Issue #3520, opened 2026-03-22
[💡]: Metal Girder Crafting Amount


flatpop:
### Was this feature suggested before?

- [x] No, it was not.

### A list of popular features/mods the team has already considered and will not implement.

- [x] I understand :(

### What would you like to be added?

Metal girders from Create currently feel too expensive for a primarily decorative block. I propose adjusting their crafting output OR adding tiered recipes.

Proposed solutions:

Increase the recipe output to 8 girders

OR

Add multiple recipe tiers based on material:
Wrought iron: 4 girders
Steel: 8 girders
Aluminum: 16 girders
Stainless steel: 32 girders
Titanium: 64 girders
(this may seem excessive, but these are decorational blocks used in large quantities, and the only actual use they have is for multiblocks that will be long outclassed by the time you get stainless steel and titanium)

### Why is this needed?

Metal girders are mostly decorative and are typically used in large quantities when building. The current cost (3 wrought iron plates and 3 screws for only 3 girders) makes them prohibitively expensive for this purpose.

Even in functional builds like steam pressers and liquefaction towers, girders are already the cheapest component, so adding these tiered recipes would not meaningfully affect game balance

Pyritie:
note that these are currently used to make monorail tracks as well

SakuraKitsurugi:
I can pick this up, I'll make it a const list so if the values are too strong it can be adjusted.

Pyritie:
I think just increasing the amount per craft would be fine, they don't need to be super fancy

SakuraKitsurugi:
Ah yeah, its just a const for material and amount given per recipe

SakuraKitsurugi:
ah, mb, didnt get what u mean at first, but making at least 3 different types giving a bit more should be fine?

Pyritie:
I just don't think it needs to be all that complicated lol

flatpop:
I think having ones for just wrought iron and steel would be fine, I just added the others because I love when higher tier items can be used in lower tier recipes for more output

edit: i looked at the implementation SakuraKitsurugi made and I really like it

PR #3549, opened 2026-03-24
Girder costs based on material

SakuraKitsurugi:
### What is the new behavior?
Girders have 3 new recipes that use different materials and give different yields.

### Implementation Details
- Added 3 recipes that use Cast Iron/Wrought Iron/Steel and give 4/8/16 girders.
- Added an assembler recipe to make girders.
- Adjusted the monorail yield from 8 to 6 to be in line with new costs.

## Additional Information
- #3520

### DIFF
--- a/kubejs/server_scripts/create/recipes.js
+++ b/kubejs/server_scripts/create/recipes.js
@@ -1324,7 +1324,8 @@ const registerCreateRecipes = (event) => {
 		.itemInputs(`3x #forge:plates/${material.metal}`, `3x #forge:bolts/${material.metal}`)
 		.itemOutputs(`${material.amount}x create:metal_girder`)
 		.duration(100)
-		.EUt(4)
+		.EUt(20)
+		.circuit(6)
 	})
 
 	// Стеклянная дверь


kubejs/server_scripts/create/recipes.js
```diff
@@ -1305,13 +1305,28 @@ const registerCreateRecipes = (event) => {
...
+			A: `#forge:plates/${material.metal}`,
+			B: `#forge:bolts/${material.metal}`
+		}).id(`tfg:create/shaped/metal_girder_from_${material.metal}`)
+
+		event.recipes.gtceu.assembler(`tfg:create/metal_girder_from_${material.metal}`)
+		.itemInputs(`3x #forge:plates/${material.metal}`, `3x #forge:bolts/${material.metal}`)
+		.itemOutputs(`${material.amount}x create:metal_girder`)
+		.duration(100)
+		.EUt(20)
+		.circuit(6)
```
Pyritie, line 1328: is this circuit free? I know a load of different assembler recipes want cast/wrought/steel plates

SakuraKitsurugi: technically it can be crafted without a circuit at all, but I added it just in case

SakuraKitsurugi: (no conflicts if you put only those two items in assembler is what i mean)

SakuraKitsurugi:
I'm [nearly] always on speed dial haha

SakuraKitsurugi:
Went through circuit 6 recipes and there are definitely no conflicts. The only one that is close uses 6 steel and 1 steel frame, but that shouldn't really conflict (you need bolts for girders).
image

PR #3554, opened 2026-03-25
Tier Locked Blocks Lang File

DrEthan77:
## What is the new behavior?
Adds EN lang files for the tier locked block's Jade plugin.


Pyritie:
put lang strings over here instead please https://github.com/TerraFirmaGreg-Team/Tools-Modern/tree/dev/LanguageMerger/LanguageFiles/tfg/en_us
□ □ □ □ □ □ □
- [DIRECTIONS FOR THIS TASK]
Retype, exactly and with nothing added, the lines of the material above from the first through the one that contains "### What would you like to be added?".

- [REPLY]
Issue #3520, opened 2026-03-22
[💡]: Metal Girder Crafting Amount


flatpop:
### Was this feature suggested before?

- [x] No, it was not.

### A list of popular features/mods the team has already considered and will not implement.

- [x] I understand :(

### What would you like to be added?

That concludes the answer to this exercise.